## Task description
How many lines in the data hold the string "testthat"? State the number alone.
+++ Study material
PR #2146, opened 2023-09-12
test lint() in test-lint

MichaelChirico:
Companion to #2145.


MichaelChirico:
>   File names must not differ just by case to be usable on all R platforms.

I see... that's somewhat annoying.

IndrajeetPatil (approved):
++++++
+++ Study material
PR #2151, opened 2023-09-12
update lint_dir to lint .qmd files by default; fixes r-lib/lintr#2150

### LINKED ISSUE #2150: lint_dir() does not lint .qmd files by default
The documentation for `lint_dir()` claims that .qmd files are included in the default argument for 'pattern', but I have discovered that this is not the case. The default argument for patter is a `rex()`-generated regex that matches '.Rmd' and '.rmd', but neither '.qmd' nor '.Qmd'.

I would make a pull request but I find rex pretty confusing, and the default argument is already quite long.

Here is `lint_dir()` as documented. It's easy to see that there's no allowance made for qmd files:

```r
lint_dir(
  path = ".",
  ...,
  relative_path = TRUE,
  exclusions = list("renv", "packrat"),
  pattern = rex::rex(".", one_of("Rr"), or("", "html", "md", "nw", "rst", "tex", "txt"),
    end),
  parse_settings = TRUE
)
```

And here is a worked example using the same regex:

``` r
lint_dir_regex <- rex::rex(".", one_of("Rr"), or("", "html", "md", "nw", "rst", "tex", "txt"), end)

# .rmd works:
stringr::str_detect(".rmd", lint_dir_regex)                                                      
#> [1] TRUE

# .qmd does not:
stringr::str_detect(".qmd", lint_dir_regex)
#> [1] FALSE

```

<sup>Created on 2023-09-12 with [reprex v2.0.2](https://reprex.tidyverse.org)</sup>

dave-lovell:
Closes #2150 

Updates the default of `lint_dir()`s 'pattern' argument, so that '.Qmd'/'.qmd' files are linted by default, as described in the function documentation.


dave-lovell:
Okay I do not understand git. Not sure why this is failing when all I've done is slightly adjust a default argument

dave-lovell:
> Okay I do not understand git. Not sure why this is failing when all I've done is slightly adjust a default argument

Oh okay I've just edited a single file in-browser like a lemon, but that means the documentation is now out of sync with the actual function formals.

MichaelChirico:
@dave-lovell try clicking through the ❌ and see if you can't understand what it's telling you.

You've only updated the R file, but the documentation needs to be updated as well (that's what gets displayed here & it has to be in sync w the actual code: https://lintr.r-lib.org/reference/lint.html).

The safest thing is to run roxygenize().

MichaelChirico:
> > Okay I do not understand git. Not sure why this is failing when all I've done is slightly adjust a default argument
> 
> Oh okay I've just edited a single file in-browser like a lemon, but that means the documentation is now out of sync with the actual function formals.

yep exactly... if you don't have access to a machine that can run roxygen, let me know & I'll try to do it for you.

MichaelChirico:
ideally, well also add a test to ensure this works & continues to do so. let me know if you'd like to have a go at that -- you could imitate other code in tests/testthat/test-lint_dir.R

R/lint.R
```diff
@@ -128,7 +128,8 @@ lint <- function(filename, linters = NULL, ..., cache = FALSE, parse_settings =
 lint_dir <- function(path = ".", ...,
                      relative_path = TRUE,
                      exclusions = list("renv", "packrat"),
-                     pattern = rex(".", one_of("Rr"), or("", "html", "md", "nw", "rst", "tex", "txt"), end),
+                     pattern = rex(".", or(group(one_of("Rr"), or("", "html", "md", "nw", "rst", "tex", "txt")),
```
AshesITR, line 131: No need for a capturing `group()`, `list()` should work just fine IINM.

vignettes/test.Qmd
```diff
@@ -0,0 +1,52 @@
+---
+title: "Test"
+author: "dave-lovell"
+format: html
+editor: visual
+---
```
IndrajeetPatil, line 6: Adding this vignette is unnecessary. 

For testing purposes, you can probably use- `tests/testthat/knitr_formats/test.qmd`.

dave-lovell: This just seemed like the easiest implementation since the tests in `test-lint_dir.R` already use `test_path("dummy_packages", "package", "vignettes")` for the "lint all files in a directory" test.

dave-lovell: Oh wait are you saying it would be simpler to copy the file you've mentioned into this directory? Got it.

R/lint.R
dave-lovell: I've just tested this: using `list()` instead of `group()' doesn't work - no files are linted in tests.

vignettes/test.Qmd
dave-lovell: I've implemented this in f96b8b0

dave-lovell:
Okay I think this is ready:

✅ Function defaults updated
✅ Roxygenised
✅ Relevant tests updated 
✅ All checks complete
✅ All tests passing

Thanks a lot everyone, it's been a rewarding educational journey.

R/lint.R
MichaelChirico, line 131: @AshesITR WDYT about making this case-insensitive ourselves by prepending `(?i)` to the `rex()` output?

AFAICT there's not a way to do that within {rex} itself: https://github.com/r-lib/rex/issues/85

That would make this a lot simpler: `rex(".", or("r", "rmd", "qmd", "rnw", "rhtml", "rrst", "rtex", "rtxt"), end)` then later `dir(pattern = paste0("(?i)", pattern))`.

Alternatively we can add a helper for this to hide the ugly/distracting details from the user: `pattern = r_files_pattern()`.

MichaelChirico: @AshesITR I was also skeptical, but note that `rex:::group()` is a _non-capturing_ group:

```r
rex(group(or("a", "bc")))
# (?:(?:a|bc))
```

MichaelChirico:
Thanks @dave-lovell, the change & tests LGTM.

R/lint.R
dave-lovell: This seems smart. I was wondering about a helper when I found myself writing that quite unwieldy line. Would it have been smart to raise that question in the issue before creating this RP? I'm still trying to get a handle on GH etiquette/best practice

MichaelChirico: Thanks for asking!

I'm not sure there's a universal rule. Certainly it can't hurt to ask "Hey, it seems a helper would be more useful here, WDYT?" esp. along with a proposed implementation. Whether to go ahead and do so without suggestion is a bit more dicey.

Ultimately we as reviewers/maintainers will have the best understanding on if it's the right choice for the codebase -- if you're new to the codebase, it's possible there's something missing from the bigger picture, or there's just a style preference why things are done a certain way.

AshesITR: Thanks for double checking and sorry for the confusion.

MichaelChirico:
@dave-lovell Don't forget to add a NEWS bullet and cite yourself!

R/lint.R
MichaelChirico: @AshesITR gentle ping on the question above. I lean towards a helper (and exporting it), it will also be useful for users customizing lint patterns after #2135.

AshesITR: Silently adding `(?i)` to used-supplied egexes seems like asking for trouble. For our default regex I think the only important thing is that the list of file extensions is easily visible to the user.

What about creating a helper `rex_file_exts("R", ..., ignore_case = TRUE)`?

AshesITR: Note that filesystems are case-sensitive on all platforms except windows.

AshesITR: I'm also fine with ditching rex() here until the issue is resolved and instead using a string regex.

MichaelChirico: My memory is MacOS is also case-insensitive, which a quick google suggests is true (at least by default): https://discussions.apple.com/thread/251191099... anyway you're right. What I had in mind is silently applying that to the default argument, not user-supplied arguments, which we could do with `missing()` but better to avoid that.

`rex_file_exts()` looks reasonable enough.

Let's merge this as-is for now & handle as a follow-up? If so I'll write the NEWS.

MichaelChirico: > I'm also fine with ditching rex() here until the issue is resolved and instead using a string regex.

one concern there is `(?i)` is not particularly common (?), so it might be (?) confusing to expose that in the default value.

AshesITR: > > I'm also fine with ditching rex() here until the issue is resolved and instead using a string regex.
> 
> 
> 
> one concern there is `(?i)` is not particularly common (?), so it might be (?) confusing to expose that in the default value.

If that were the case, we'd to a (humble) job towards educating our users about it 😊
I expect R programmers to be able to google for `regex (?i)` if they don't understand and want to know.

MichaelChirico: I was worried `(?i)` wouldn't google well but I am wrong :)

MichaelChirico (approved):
++++++
## Written reply
2